▶ Activity: Which lines of the entries contain the word "warnings"? Please list them.

(Saved entries)
┌──
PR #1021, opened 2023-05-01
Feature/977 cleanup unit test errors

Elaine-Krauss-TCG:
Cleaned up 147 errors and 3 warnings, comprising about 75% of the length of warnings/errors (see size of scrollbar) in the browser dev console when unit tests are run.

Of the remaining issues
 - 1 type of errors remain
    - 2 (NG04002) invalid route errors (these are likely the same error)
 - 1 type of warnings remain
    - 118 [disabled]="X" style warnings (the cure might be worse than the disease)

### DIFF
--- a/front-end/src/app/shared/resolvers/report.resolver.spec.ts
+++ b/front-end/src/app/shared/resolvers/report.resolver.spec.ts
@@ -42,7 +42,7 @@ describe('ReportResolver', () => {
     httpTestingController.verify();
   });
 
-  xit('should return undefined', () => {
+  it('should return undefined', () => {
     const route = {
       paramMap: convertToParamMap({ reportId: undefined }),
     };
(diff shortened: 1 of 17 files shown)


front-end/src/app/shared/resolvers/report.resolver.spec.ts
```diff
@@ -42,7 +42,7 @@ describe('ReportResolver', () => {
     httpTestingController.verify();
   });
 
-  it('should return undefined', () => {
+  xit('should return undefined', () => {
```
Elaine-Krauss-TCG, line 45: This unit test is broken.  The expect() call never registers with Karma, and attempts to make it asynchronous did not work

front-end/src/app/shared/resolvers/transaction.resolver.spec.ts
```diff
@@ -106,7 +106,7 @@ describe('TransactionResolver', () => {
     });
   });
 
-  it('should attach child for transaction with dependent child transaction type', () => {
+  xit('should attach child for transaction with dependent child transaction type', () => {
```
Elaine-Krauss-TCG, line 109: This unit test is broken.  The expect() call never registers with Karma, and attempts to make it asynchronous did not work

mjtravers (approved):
└──
▶ Answer to this problem:
Cleaned up 147 errors and 3 warnings, comprising about 75% of the length of warnings/errors (see size of scrollbar) in the browser dev console when unit tests are run.
 - 1 type of warnings remain
    - 118 [disabled]="X" style warnings (the cure might be worse than the disease)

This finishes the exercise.